当社グループのサステナビリティに関する考え方および取り組みは、次のとおりです。なお、文中の将来に関する事項は、当連結会計年度末現在において当社グループが判断したものです。

 

(サステナビリティ経営の基本方針)

 

サステナビリティ経営推進基本方針

 1. 継続的な技術革新の他、既存商品の性能向上、新規用途開発への取り組みによる持続可能な成長実現

 2. 社会的課題解決に資する事業の推進による持続可能な社会の実現と企業価値向上

 3. 働きやすい職場環境作り推進と全てのステークホルダーに対する社会的責任の遂行

 

 

(1)ガバナンス

当社グループは、サステナビリティに関する全社的な取り組みをより推進するために総務部担当取締役を委員長、両事業本部の執行役員を委員とした「サステナビリティ推進委員会」を設置しております。

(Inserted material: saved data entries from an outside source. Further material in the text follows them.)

Issue #4591, opened 2019-04-11
Implement MVP of Datatable component


abhiomkar:
Implement MVP of datatable component:

- [x] Add base styles for standard variant. Implement sass mixins for customizations. Screenshot test with base styles. (PR #4600)
- [x] Implement interactions and new event to select / deselect table rows. Screenshot test with row selection. (PR #4662)
- [x] Update docs. (PR #4694)
- [ ] Update catalog.

Spec reference: http://material.io/go/design-data-tables

fopsdev:
Just curious when this will land?

moog16:
There is a PR open to merge into master right now.

PR #4764, opened 2019-05-28
feat(data-table): Added separate layout method for async support

abhiomkar:
### Changes

* Added `layoutAsync()` foundation method for cases when registering checkbox callback is asynchronous. Vanilla implementation still uses `layout()` which is synchronous.
* `isCheckboxAtRowIndexChecked()` adapter method to replace event sniffing `event.target.checked`.

Refs #4591

### DIFF
--- a/packages/mdc-data-table/README.md
+++ b/packages/mdc-data-table/README.md
@@ -243,7 +243,8 @@ Method Signature | Description
 
 Method Signature | Description
 --- | ---
-`layout() => void` | Re-initializes header row checkbox and row checkboxes when selectable rows are added or removed from table.
+`layout() => void` | Re-initializes header row checkbox and row checkboxes when selectable rows are added or removed from table. Use this if registering checkbox is synchronous.
+`layoutAsync() => void` | Re-initializes header row checkbox and row checkboxes when selectable rows are added or removed from table. Use this if registering checkbox is asynchronous.
 `getRows() => HTMLElement[]` | Returns array of row elements.
 `setSelectedRowIds(rowIds: string[]) => void` | Sets selected row ids. Overwrites previously selected rows.
 `getSelectedRowIds() => Array<string|null>` | Returns array of selected row ids.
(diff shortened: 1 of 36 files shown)


packages/mdc-data-table/README.md
```diff
@@ -243,7 +243,8 @@ Method Signature | Description
 
 Method Signature | Description
 --- | ---
-`layout() => void` | Re-initializes header row checkbox and row checkboxes when selectable rows are added or removed from table.
+`layout() => void` | Re-initializes header row checkbox and row checkboxes when selectable rows are added or removed from table. Use this if registering checkbox is synchronous.
+`layoutAsync() => void` | Re-initializes header row checkbox and row checkboxes when selectable rows are added or removed from table. Use this if registering checkbox is asynchronous.
```
moog16: does Async mean checkbox is added after the fact? Or do you mean if checkbox is initialized after the datatable after an event has occurred? Just want to know of the use case.

abhiomkar: layoutAsync() itself is asynchronous because registerHeaderRowCheckbox and registerRowCheckboxes can be asynchronous in this case.

This supports use case where registerHeaderRowCheckbox / registerRowCheckboxes does not register checkbox instances synchronously. So the client would've to wait till all promises are resolved.

Example,

```ts
async updateTable() {
  await layout();
}
```

joyzhong: Document that `layoutAsync` returns a Promise, not void. Can you also modify the description to specify the registerCheckbox methods which are sync/async?

abhiomkar: Done.

packages/mdc-data-table/foundation.ts
```diff
@@ -65,10 +71,23 @@ export class MDCDataTableFoundation extends MDCFoundation<MDCDataTableAdapter> {
...
   }
 
+  /**
+   * Re-initializes header row checkbox and row checkboxes when selectable rows are added or removed from table.
+   * Use this if registering checkbox is asynchronous.
+   */
+  async layoutAsync() {
+    if (this.adapter_.isRowsSelectable()) {
+      await this.adapter_.registerHeaderRowCheckbox();
+      await this.adapter_.registerRowCheckboxes();
```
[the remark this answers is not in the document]
abhiomkar: Registering checkbox shouldn't take much time, I think doing in parallel brings complexity to foundation without much gain in performance.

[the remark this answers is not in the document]
joyzhong: SGTM.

同委員会は適宜開催し、以下の2点について討議、方針決定およびその進捗管理を行っています。

 

・ 世界的潮流となっているSDGsに関する事項全般、特に気候変動が当社グループの事業にもたらす機会・リスクの評価、温室効果ガス削減などの社会的課題

・ より働き易く働き甲斐のある企業を目指した人的資本に関する取り組み

 

同委員会における活動状況や決定事項等については取締役会に報告することにより、取締役会の監督・監視機能が適切に行使される体制を構築・運用しております。

そのほか、気候変動等を含む当社グループ全般のリスクを総括的に管理し対応を推進するリスクマネジメント委員会、および法令遵守をはじめステークホルダーとの関係や地球環境の保全を定めた当社グループ「行動規範」の徹底と遵守を図り適正な企業行動を推進する企業倫理委員会を設置しております。

 

(2)戦略

① 気候変動に関する取組

気候変動による世界的な平均気温上昇の社会に及ぼす影響が甚大になりつつあり、脱炭素社会実現に向けた温室効果ガス排出量の抑制は、今や国際社会が取り組むべき喫緊の課題となっております。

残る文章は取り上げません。